Mike's Weather Page is a weather website established in 2004 by blogger Mike Boylan.

Background
The website was launched in 2004 by Mike Boylan. He graduated from the University of South Florida with a degree in marketing in 1996. He joined Facebook in 2009 to establish his weather site and has since amassed over one million followers, becoming a popular figure in the weather blogging realm. Boylan is also well-known for his live coverage of Atlantic hurricanes as a storm chaser.

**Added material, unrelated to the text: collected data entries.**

PR #2561, opened 2026-09-04
Feature/durable result serializer

GarrettBeatty:
merges already approved prs for per operation serializer and file system serializer


jnunn-aws (commented):
Please update empty PR description.

Libraries/src/Amazon.Lambda.DurableExecution/docs/core/steps.md
```diff
@@ -146,3 +147,50 @@ var result = await ctx.StepAsync(
...
+
+```csharp
+config: new StepConfig
+{
+    // No inner: the durable runtime binds the global serializer as the inner.
+    Serializer = new FileSystemSerializer(basePath: "/mnt/efs/durable")
+}
+```
+
+An explicitly-supplied inner always wins over the global one. The inner is bound only when `FileSystemSerializer` is used through a per-operation serializer slot; used without a bound inner (for example as the assembly-registered serializer) it throws `InvalidOperationException`. `FileSystemStorageMode` (`Always` vs. `Overflow`) controls whether every value is written to a file or only those that would overflow the inline checkpoint; `FileSystemPathEncoding` controls how paths are derived. `FileSystemSerializer` never deletes result files, so pair the base path with an external retention policy (an EFS lifecycle policy, an S3 lifecycle rule, or a scheduled cleanup). This works the same way for any per-operation serializer slot — `CallbackConfig`/`InvokeConfig`/`WaitForConditionConfig<TState>`/`ChildContextConfig.Serializer` and `MapConfig<TItem>`/`ParallelConfig.ItemSerializer`.
```
jnunn-aws, line 196: **`FileSystemSerializer` does not work on Callback/Invoke slots**

This paragraph says the offload mechanism "works the same way for any per-operation serializer slot — `CallbackConfig`/`InvokeConfig`/`WaitForConditionConfig<TState>`/`ChildContextConfig.Serializer` and `MapConfig<TItem>`/`ParallelConfig.ItemSerializer`." That's not true for Callback and Invoke.

`CallbackOperation.cs:214` and `InvokeOperation.cs:138,147` call the serializer through the plain `ILambdaSerializer` methods (`_serializer.Serialize`/`Deserialize`), with no `DurableSerializationContext`. Those methods on `FileSystemSerializer` throw `NotSupportedException` (`FileSystemSerializer.cs:270-279`), and the inner-less variant additionally throws at `RequireInner()` (`287-292`). So a `FileSystemSerializer` in a Callback/Invoke slot fails at runtime.

Offloading may also be a less natural fit for these two: the Invoke payload is read by the callee, and the Callback payload is supplied by the external system, so a local result file has no counterpart there. Could scope the offload docs to the Step/ChildContext/WaitForCondition/Map/Parallel **result** slots, and note that Callback/Invoke support a plain `ILambdaSerializer` override.

Libraries/src/Amazon.Lambda.DurableExecution/FileSystemSerializer.cs
```diff
@@ -0,0 +1,483 @@
...
+    {
+        if (!IsWithinBase(dir))
+            throw new InvalidOperationException(
+                $"FileSystemSerializer: refusing to write an offloaded payload outside the configured " +
+                $"base path. Resolved directory '{dir}' does not resolve under '{_basePath}'. This can " +
+                "happen when the durable execution ARN contains path-traversal segments.");
+    }
+
+    // True when the fully-resolved candidate path lies under the fully-resolved base path.
+    private bool IsWithinBase(string candidate)
```
jnunn-aws, line 393: **Containment check rejects all reads/writes when the base path's leaf is a symlink**

`IsWithinBase` runs both the base and the candidate through `ResolveReal`, but `ResolveReal` only follows symlinks on the leaf and its immediate parent. If `basePath` is itself a symlink (e.g. `/mnt/link -> /mnt/real`, a symlinked EFS mount):

- Base resolves: `fullBase = /mnt/real/`.
- Candidate `/mnt/link/<func>/<exec>/<inv>/<entity>.bin` — its leaf/parent are far below the `/mnt/link` symlink, which `ResolveReal` never touches — stays `/mnt/link/...`.
- `fullPath.StartsWith(fullBase)` is `false`, so `ValidateWriteDirWithinBase` and `ValidatePathWithinBase` reject **every** write and read.

The macOS `/var -> /private/var` case the comment cites is safe only because that symlink sits *above* the base and is left unresolved symmetrically on both sides; a symlinked base *leaf* is not. Recommend resolving `_basePath` to its real path once (the constructors already normalize with `Path.GetFullPath` at lines 131/162 — add a `ResolveReal` there) and comparing candidates against that, so both sides are normalized identically. Also worth a test with a symlinked base — current tests cover traversal and out-of-base pointers but not this.

Libraries/src/Amazon.Lambda.DurableExecution/docs/core/steps.md
GarrettBeatty: >That's not true for Callback and Invoke.

thats true and intentionally this way. the reason being is these call other lambda functions and it doesnt make sense to use the file system serializer in this case

peterrsongg (approved):

Libraries/src/Amazon.Lambda.DurableExecution/FileSystemSerializer.cs
GarrettBeatty: this is merged in now as part of #2563

Libraries/src/Amazon.Lambda.DurableExecution/docs/core/steps.md
GarrettBeatty: ill leave this for now and update the wording in a follow up if needed.

jnunn-aws (approved):

PR #2576, opened 2026-09-14
Add LMI worker and execution max concurrency counter debug log statement.

normj:
*Issue #, if available:*

*Description of changes:*

Adds a one-time structured DEBUG log emitted during init that reports how many worker (invoke processing) tasks the runtime started and the execution environment's max concurrency. This gives observability into the worker pool sizing when running in Lambda managed instances (multi-concurrency) mode.

**Behavior**

- Emitted only when both conditions hold:
  - The function is running in multi-concurrency mode (`AWS_LAMBDA_MAX_CONCURRENCY` set), and
  - The JSON log format is configured (`AWS_LAMBDA_LOG_FORMAT` / the .NET RIC log-format variable resolves to `Json`).
- Emitted at `Debug` level, so it only surfaces when the function log level is `Debug`/`Trace` (filtering handled by the console logger writer).
- Uses the event name `runtime_worker_pool_initializing`, matching the Java and Python Lambda runtimes so the log is queryable consistently across languages.
- Structured JSON fields: `event`, `workerCount`, `executionEnvironmentMaxConcurrency`.

**Changes**

- `Utils.cs`: new `IsJsonLogFormat` and `EmitWorkerPoolInitializingLog` helpers, plus the event-name and message-template constants.
- `LambdaBootstrap.cs`: calls the emitter once during processing-loop setup, after the worker count is determined.
- Tests: `UtilsTest`, `LogMessageFormatterTests`, and `LambdaBootstrapMultiConcurrencyTests`, plus a new `CapturingConsoleLoggerWriter` test helper.
- Adds an autover changelog entry (patch) for `Amazon.Lambda.RuntimeSupport`.


GarrettBeatty (approved):

Libraries/src/Amazon.Lambda.RuntimeSupport/Helpers/Utils.cs
```diff
@@ -21,12 +21,59 @@ namespace Amazon.Lambda.RuntimeSupport.Helpers
...
+        /// (Lambda managed instances) and the JSON log format is configured. The DEBUG level means the log is only
+        /// surfaced when the function log level is set to Debug or Trace; that filtering is handled by the console
+        /// logger writer so it is not re-checked here.
+        /// </summary>
+        internal static void EmitWorkerPoolInitializingLog(IConsoleLoggerWriter consoleLogger, IEnvironmentVariables environmentVariables, int workerCount, int maxConcurrency)
+        {
+            if (consoleLogger == null)
+                return;
+
+            if (!IsUsingMultiConcurrency(environmentVariables) || !IsJsonLogFormat(environmentVariables))
```
ashishdhingra, line 66: nit: Is it safe to assume that `environmentVariables` is always non-null when passed to this method? I do see existing methods lacking the check, so assuming it is always non-null.

ashishdhingra (approved):

Libraries/src/Amazon.Lambda.RuntimeSupport/Helpers/Utils.cs
normj: It is always true.

PR #2578, opened 2026-09-17
Force disable proxy when communicating with Lambda runtime API.

normj:
*Description of changes:*

The `HttpClient` that `Amazon.Lambda.RuntimeSupport` uses to communicate with the Lambda Runtime API (RAPID) now forces proxy usage off. Its underlying `SocketsHttpHandler` is created with `UseProxy = false`.

**Problem:** `SocketsHttpHandler` honors `HttpClient.DefaultProxy`, which is populated from the `HTTP_PROXY`/`HTTPS_PROXY` environment variables. When a customer configures a proxy, internal Runtime API calls were being routed through it. That fails because the RAPID endpoint is not necessarily on a loopback address (only `localhost` is implicitly exempt in most proxy implementations), so the runtime could not talk to the Runtime API.

**Fix:** Disable the proxy on the Runtime API handler only. This is scoped to the `HttpClient` used for Runtime API communication and has no impact on HTTP calls made from customer handler code.

This mirrors the equivalent fix made in the Java Lambda runtime client.

*Testing:*
* Added `RuntimeApiHttpClientBypassesProxy` unit test asserting the Runtime API handler has `UseProxy == false`.


ashishdhingra (approved):
LGTM

GarrettBeatty (approved):

dscpinheiro (approved):

PR #2, opened 2020-11-18
[JIRA] TH2-1027 Show request error code instead list

VekesserVladimir:


src/stores/EventsStore.ts
```diff
@@ -99,6 +99,8 @@ export default class EventsStore {
 
 	@observable isExpandedMap: Map<string, boolean> = new Map();
 
+	@observable errorStatusCode: number | null = null;
```
rzvdv, line 102: Can we rename it to eventTreeStatusCode to be more specific

src/stores/EventsStore.ts
```diff
@@ -220,6 +223,7 @@ export default class EventsStore {
 				this.eventTree = sortEventsByTimestamp(rootEventIds);
 			});
 		} catch (error) {
+			this.errorStatusCode = error.status;
```
rzvdv, line 226: error might be an AbortError

src/stores/MessagesStore.ts
```diff
@@ -83,6 +83,8 @@ export default class MessagesStore {
 	@observable
 	public scrollTopMessageId: string | null = null;
 
+	@observable errorStatusCode: number | null = null;
```
rzvdv, line 86: rename to messagesListErrorStatusCode code

rzvdv (changes requested):

rzvdv (approved):

PR #6, opened 2020-11-18
TH2-991. Ctrl + F triggers search for all of the tabs

VitalyMashanov:


src/components/event/EventWindow.tsx
```diff
@@ -22,12 +22,34 @@ import '../../styles/events.scss';
...
+	setIsActive: () => void;
+}
+
+const EventWindow = (props: EventWindowProps) => {
 	const viewStore = useEventWindowViewStore();
+	const { isActive, setIsActive } = props;
+	const ref = React.useRef<HTMLDivElement | null>(null);
+
+	const documentClickHandler = (e: MouseEvent) => {
+		const tabs = ref.current && ref.current.closest('.tabs');
```
rzvdv, line 36: if you do something jquery style that means something went wrong. I think we should move this click listener to AppWindow actually. Because in this component we dont have access to tabs. We also can check if tab is already active then we don't need to set it active again.

src/stores/AppWindowStore.ts
```diff
@@ -33,6 +33,10 @@ export default class AppWindowStore {
 		return this.tabs.length === 0;
 	}
 
+	@computed get activeTab() {
+		return this.tabs[this.activeTabIndex];
```
rzvdv, line 37: Let's add activeTabs computed property inside WindowsStore.

src/components/AppWindow.tsx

The website provides a wide range of information related to weather and climate. Analysis and forecasts of tropical cyclogenesis can be found on the site.

Recognition
Mike's Weather Page has been acknowledged by the National Oceanic and Atmospheric Administration, the National Weather Service, the Centers for Disease Control and Prevention, and the Federal Emergency Management Agency. It has served as a source for weather analysis by hurricane hunters, meteorologists, state emergency management entities, The Weather Channel, and government officials. Veteran meteorologist Jim Cantore once called Boylan's site a "one-stop shop for weather."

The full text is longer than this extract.